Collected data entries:
"""

PR #4755, opened 2024-12-19
Fix residueTemplates argument in addMembrane

james-gardner-cresset:
This is similar to https://github.com/openmm/openmm/pull/4528 but was missed out. When the membrane and protein are combined a new topology is created. This invalidates the residueTemplates dict so it must be recreated before calling addSolvent.


peastman:
Looks good.  Thanks!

"""

Copy the lines above that hold the word "residueTemplates".

### Answer for this exercise
Fix residueTemplates argument in addMembrane
This is similar to https://github.com/openmm/openmm/pull/4528 but was missed out. When the membrane and protein are combined a new topology is created. This invalidates the residueTemplates dict so it must be recreated before calling addSolvent.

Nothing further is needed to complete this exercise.